◆ Your objective ◆
Go through the data below and return each line containing the word "debug".

(Source data)
+--

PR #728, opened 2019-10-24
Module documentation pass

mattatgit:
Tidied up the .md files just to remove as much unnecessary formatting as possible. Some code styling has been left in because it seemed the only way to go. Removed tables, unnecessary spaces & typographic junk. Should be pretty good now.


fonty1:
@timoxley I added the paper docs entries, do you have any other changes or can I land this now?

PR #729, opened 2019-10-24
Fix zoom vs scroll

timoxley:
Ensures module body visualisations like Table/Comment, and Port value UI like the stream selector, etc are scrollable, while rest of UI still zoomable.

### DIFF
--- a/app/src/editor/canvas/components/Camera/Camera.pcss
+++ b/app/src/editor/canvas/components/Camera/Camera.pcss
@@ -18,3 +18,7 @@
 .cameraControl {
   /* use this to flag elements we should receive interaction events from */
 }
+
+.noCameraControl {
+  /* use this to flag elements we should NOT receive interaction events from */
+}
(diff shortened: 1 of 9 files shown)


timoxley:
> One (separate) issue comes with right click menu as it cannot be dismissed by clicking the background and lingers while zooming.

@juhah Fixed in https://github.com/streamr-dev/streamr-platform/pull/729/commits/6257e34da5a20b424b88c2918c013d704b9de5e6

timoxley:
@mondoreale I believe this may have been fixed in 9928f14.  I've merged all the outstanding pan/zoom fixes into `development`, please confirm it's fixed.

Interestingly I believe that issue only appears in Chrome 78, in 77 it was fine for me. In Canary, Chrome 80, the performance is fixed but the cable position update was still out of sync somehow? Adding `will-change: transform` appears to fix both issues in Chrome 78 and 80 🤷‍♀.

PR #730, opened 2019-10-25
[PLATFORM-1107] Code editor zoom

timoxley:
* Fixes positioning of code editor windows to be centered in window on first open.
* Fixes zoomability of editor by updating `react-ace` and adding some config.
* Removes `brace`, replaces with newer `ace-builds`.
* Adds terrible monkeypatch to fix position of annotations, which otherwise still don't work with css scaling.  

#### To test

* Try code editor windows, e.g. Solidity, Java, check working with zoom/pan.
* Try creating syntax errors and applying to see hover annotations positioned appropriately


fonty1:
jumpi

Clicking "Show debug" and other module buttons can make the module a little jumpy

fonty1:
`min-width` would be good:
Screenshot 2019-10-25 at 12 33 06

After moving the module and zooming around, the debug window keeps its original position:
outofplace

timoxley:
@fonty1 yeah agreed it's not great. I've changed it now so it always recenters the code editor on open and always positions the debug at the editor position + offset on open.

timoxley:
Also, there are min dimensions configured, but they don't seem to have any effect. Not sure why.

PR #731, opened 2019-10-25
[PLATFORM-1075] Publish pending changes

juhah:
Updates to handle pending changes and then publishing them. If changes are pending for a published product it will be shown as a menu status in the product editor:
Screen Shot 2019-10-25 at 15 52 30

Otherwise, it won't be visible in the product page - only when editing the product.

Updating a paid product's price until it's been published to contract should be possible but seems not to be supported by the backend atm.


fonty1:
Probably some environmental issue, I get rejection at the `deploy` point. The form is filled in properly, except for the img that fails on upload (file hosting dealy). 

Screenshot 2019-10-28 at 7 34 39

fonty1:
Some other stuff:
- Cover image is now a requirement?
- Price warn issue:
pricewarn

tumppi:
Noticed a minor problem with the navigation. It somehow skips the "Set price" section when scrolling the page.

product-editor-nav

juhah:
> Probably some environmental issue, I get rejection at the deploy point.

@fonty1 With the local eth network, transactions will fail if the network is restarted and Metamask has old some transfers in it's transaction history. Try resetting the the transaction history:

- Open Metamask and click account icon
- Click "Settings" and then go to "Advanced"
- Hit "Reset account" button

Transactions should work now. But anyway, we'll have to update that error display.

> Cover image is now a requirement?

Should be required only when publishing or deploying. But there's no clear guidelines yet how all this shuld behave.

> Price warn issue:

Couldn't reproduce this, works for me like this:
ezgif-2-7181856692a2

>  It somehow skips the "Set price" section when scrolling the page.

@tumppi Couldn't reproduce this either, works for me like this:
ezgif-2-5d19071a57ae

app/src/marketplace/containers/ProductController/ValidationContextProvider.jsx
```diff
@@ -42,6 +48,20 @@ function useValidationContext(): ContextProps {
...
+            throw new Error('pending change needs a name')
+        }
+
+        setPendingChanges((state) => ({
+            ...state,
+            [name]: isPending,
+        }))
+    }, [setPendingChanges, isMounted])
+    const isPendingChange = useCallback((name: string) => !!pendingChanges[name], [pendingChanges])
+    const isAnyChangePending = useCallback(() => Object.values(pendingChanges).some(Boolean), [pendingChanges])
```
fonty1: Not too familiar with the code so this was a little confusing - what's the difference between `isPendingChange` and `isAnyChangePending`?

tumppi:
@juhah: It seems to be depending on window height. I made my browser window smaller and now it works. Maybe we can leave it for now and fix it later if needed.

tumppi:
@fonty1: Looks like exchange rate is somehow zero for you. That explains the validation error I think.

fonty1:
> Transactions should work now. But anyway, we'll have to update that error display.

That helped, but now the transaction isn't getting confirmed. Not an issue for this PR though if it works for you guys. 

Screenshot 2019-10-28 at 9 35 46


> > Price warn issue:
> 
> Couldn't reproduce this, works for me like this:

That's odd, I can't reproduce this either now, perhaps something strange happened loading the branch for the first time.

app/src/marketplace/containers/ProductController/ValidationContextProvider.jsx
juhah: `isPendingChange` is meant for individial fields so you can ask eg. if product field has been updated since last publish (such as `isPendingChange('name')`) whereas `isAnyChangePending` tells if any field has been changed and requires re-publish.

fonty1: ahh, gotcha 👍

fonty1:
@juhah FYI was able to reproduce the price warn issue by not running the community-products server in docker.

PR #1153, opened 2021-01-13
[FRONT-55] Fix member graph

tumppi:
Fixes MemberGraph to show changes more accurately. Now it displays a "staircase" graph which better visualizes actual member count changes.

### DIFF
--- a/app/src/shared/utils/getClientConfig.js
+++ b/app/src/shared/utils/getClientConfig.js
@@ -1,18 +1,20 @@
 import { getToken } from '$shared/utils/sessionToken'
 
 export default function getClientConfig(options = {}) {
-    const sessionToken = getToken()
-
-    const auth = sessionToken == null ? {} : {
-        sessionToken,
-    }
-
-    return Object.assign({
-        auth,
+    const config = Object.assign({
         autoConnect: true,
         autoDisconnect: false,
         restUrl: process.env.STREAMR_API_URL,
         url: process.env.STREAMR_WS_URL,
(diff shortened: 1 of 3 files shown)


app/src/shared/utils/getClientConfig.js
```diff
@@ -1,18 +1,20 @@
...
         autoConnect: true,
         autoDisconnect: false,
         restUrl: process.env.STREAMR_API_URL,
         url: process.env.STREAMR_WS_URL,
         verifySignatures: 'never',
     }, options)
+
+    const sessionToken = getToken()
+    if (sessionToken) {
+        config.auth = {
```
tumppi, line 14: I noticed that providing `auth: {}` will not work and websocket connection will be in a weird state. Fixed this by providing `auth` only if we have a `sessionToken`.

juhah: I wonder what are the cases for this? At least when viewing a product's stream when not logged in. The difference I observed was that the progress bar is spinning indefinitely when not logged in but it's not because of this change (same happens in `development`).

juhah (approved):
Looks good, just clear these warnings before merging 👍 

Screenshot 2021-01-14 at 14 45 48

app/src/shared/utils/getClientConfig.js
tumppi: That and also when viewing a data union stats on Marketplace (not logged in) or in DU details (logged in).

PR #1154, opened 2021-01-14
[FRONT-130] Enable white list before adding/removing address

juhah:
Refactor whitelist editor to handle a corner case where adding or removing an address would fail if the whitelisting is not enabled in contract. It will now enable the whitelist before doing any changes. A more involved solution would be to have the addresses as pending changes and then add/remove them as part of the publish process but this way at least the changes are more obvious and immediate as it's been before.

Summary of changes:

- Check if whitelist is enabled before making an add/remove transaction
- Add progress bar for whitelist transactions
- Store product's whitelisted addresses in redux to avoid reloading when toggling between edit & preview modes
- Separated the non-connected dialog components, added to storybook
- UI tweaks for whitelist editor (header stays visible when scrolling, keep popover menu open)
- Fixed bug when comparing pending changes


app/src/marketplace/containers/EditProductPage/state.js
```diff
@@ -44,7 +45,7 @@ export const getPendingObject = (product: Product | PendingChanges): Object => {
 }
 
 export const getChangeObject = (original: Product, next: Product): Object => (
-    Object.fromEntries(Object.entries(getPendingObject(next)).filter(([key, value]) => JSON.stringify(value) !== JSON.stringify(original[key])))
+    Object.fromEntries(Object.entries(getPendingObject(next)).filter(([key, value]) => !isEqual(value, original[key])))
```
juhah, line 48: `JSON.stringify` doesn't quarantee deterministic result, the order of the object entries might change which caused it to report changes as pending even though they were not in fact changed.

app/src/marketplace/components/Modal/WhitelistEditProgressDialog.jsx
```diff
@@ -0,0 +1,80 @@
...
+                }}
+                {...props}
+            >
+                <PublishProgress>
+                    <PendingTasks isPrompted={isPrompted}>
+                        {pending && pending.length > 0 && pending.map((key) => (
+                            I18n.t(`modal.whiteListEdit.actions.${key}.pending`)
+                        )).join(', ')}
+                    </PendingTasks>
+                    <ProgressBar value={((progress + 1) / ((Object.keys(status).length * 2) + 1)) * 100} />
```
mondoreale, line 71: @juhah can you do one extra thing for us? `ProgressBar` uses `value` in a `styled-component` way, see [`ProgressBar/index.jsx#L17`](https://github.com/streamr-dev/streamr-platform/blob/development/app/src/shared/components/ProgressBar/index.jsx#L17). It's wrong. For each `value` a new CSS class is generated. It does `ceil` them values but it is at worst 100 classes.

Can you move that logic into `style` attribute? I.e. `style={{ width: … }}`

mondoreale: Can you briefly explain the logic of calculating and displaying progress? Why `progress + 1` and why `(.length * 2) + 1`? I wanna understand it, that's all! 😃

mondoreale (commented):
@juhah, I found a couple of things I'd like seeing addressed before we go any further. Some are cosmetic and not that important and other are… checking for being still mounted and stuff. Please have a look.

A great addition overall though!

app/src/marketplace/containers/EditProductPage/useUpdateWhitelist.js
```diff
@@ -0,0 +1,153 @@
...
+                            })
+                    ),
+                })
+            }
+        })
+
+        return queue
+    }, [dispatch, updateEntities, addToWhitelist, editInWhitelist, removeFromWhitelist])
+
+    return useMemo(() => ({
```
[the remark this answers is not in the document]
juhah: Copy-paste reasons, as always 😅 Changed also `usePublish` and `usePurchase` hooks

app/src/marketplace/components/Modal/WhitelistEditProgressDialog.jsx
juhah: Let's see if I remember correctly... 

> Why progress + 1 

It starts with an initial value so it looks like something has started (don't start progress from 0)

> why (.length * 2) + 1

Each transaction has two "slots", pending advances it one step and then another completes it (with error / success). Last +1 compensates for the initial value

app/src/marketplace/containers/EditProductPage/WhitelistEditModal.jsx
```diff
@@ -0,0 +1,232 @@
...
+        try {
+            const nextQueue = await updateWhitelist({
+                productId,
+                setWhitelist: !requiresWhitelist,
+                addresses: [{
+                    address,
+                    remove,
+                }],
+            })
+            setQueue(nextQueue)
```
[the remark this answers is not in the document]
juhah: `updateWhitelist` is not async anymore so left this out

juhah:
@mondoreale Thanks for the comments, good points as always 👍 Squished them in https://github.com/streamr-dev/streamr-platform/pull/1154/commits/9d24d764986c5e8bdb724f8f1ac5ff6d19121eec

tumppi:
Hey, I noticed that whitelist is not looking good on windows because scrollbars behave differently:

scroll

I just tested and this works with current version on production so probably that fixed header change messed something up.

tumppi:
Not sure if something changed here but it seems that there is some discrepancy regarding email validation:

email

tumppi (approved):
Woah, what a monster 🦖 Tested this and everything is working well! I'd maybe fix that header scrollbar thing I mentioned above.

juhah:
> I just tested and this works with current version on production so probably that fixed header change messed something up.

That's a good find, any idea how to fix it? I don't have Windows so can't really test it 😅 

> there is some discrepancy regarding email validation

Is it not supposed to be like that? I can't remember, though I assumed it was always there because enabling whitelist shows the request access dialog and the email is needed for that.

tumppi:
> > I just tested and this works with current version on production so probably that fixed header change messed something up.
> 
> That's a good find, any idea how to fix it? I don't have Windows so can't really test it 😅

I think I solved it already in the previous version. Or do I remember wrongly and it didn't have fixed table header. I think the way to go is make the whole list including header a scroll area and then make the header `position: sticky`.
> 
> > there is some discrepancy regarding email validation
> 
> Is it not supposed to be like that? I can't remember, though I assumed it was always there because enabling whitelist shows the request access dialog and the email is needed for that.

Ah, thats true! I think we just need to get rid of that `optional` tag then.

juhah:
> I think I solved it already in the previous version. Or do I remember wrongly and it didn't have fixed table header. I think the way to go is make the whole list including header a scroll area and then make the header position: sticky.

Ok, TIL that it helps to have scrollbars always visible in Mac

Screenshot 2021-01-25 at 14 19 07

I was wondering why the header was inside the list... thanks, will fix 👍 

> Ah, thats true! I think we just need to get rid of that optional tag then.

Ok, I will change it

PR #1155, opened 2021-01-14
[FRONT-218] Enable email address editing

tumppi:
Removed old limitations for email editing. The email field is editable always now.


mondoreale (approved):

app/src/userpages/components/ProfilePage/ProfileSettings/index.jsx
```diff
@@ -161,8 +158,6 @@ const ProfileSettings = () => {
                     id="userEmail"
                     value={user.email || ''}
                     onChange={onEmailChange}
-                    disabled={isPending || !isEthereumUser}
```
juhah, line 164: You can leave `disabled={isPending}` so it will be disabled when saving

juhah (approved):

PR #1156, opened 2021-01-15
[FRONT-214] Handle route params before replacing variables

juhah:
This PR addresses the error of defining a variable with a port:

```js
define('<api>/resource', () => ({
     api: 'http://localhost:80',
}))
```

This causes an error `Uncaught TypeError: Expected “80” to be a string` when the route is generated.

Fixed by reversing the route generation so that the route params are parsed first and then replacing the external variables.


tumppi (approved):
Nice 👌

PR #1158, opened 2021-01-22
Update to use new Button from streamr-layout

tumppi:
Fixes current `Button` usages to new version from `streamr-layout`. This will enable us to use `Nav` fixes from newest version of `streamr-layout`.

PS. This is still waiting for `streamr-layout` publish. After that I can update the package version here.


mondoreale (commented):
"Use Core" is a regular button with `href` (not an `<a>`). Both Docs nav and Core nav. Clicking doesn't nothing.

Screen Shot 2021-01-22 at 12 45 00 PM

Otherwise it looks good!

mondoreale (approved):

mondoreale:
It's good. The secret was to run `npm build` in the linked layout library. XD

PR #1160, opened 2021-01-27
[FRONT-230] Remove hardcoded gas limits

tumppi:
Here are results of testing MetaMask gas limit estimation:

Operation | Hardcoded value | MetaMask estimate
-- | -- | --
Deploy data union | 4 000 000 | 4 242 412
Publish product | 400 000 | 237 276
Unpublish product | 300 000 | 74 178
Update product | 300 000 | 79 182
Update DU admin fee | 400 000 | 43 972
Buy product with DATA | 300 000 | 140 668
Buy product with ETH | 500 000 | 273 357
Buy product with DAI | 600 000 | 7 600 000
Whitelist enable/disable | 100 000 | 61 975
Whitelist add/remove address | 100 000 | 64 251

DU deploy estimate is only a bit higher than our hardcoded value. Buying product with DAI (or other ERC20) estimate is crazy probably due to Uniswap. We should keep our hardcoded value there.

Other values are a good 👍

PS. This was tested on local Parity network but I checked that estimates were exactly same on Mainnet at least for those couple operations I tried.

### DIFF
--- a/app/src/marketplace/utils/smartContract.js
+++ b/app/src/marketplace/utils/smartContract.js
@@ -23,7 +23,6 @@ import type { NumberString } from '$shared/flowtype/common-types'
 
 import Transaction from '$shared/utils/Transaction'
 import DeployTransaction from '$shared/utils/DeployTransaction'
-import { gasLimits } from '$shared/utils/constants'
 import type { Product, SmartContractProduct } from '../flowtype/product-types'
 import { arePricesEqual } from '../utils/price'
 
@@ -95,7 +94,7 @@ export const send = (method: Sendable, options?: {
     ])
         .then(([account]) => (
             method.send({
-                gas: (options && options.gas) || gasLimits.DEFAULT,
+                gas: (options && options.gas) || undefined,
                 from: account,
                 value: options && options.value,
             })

+--

◆ Task answer ◆
Clicking "Show debug" and other module buttons can make the module a little jumpy
After moving the module and zooming around, the debug window keeps its original position:
@fonty1 yeah agreed it's not great. I've changed it now so it always recenters the code editor on open and always positions the debug at the editor position + offset on open.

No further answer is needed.